PR #1021, opened 2020-11-23
Fixes #1020. NetDriver does not deal well with unicode characters yet.

### LINKED ISSUE #1020: NetDriver does not deal well with unicode characters yet.
netdriver-unicode

BDisp:
- In this fix I included a new `Enum `property that is `HeightSize `which allows to use the window height or the buffer height  size.
- I also splited the `WindowsDriver `main loop class allowing `DI` (Dependency Injection) and thus works like the `NetDriver `and the `CursesDriver`.
- I changed the `CharacterMap `scenario to allows to toggle to `DRAW_CONTENT `or `BASE_DRAW_CONTENT `more easily.
- In the `CharacterMap `scenario with the `Consolas `font only the "`Chess Symbols (U+1fa00-1fa0f)`" fail with unicode, but I already submit a PR (https://github.com/migueldeicaza/NStack/pull/52) that fixes this.
- The `Rune.ColumnWidth` method will fail with others not true fonts because it calculates the column width based on a range of unicode characters tested with true font and the same range will fail with other fonts types, like "`MS Gothic`", with the same range but with diferents sizes. I hope if it has another way to solves this one day.
- I didn't use the` OperatingSystem.IsWindows` because it isn't available on `net472 `and `netstandard2.0`.
- The menu can be accessed in `Windows `pressing `Ctrl+Space` and in `Unix `as it's usual by pressing `Alt+Space`. In `Windows `this combination  open the window menu.

### DIFF
--- a/Terminal.Gui/Core/ConsoleDriver.cs
+++ b/Terminal.Gui/Core/ConsoleDriver.cs
@@ -589,12 +589,10 @@ namespace Terminal.Gui {
 		/// <returns></returns>
 		public static Rune MakePrintable (Rune c)
 		{
-			if (c <= 0x1F) {
-				// ASCII (C0) control characters. 
-				return new Rune (c + 0x2400);
-			} else if (c >= 0x80 && c <= 0x9F) {
+			if (c <= 0x1F || (c >= 0x80 && c <= 0x9F)) {
+				// ASCII (C0) control characters.
 				// C1 control characters (https://www.aivosto.com/articles/control-characters.html#c1)
-				return new Rune (0x25a1); // U+25A1, WHITE SQUARE, □: 
+				return new Rune (c + 0x2400);
 			} else {
 				return c;
 			}
--- a/Terminal.Gui/Core/ConsoleDriver.cs
+++ b/Terminal.Gui/Core/ConsoleDriver.cs
@@ -458,6 +458,20 @@ namespace Terminal.Gui {
 		public static Dictionary<string, ColorScheme> ColorSchemes { get; }
 	}
 
+	/// <summary>
+	/// The visible height should be used on the window.
+	/// </summary>
+	public enum HeightSize {
+		/// <summary>
+		/// Only window height will be visible not allowing scroll.
+		/// </summary>
+		WindowHeight,
+		/// <summary>
+		/// All buffer height will be visible allowing scroll.
+		/// </summary>
+		BufferHeight
+	}
+
 	///// <summary>
 	///// Special characters that can be drawn with 
 	///// </summary>
@@ -545,6 +559,11 @@ namespace Terminal.Gui {
 		/// The current top in the terminal.
 		/// </summary>
 		public abstract int Top { get; }
+
+		/// <summary>
+		/// The current <see cref="HeightSize"/> used in the terminal.
+		/// </summary>
+		public abstract HeightSize HeightSize { get; set; }
 
 		/// <summary>
 		/// Initializes the driver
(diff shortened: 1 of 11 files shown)


Terminal.Gui/Core/ConsoleDriver.cs
```diff
@@ -458,6 +458,20 @@ static void SetColorScheme (ColorScheme colorScheme, [CallerMemberName] string c
 		public static Dictionary<string, ColorScheme> ColorSchemes { get; }
 	}
 
+	/// <summary>
+	/// The visible height should be used on the window.
+	/// </summary>
+	public enum HeightSize {
```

☆ ☆ ☆ ☆ ☆ ☆ ☆

What is needed: Give back each entry above precisely as it was written.

Answer area:
PR #1021, opened 2020-11-23
Fixes #1020. NetDriver does not deal well with unicode characters yet.

### LINKED ISSUE #1020: NetDriver does not deal well with unicode characters yet.
netdriver-unicode

BDisp:
- In this fix I included a new `Enum `property that is `HeightSize `which allows to use the window height or the buffer height  size.
- I also splited the `WindowsDriver `main loop class allowing `DI` (Dependency Injection) and thus works like the `NetDriver `and the `CursesDriver`.
- I changed the `CharacterMap `scenario to allows to toggle to `DRAW_CONTENT `or `BASE_DRAW_CONTENT `more easily.
- In the `CharacterMap `scenario with the `Consolas `font only the "`Chess Symbols (U+1fa00-1fa0f)`" fail with unicode, but I already submit a PR (https://github.com/migueldeicaza/NStack/pull/52) that fixes this.
- The `Rune.ColumnWidth` method will fail with others not true fonts because it calculates the column width based on a range of unicode characters tested with true font and the same range will fail with other fonts types, like "`MS Gothic`", with the same range but with diferents sizes. I hope if it has another way to solves this one day.
- I didn't use the` OperatingSystem.IsWindows` because it isn't available on `net472 `and `netstandard2.0`.
- The menu can be accessed in `Windows `pressing `Ctrl+Space` and in `Unix `as it's usual by pressing `Alt+Space`. In `Windows `this combination  open the window menu.

### DIFF
--- a/Terminal.Gui/Core/ConsoleDriver.cs
+++ b/Terminal.Gui/Core/ConsoleDriver.cs
@@ -589,12 +589,10 @@ namespace Terminal.Gui {
 		/// <returns></returns>
 		public static Rune MakePrintable (Rune c)
 		{
-			if (c <= 0x1F) {
-				// ASCII (C0) control characters. 
-				return new Rune (c + 0x2400);
-			} else if (c >= 0x80 && c <= 0x9F) {
+			if (c <= 0x1F || (c >= 0x80 && c <= 0x9F)) {
+				// ASCII (C0) control characters.
 				// C1 control characters (https://www.aivosto.com/articles/control-characters.html#c1)
-				return new Rune (0x25a1); // U+25A1, WHITE SQUARE, □: 
+				return new Rune (c + 0x2400);
 			} else {
 				return c;
 			}
--- a/Terminal.Gui/Core/ConsoleDriver.cs
+++ b/Terminal.Gui/Core/ConsoleDriver.cs
@@ -458,6 +458,20 @@ namespace Terminal.Gui {
 		public static Dictionary<string, ColorScheme> ColorSchemes { get; }
 	}
 
+	/// <summary>
+	/// The visible height should be used on the window.
+	/// </summary>
+	public enum HeightSize {
+		/// <summary>
+		/// Only window height will be visible not allowing scroll.
+		/// </summary>
+		WindowHeight,
+		/// <summary>
+		/// All buffer height will be visible allowing scroll.
+		/// </summary>
+		BufferHeight
+	}
+
 	///// <summary>
 	///// Special characters that can be drawn with 
 	///// </summary>
@@ -545,6 +559,11 @@ namespace Terminal.Gui {
 		/// The current top in the terminal.
 		/// </summary>
 		public abstract int Top { get; }
+
+		/// <summary>
+		/// The current <see cref="HeightSize"/> used in the terminal.
+		/// </summary>
+		public abstract HeightSize HeightSize { get; set; }
 
 		/// <summary>
 		/// Initializes the driver
(diff shortened: 1 of 11 files shown)


Terminal.Gui/Core/ConsoleDriver.cs
```diff
@@ -458,6 +458,20 @@ static void SetColorScheme (ColorScheme colorScheme, [CallerMemberName] string c
 		public static Dictionary<string, ColorScheme> ColorSchemes { get; }
 	}
 
+	/// <summary>
+	/// The visible height should be used on the window.
+	/// </summary>
+	public enum HeightSize {
```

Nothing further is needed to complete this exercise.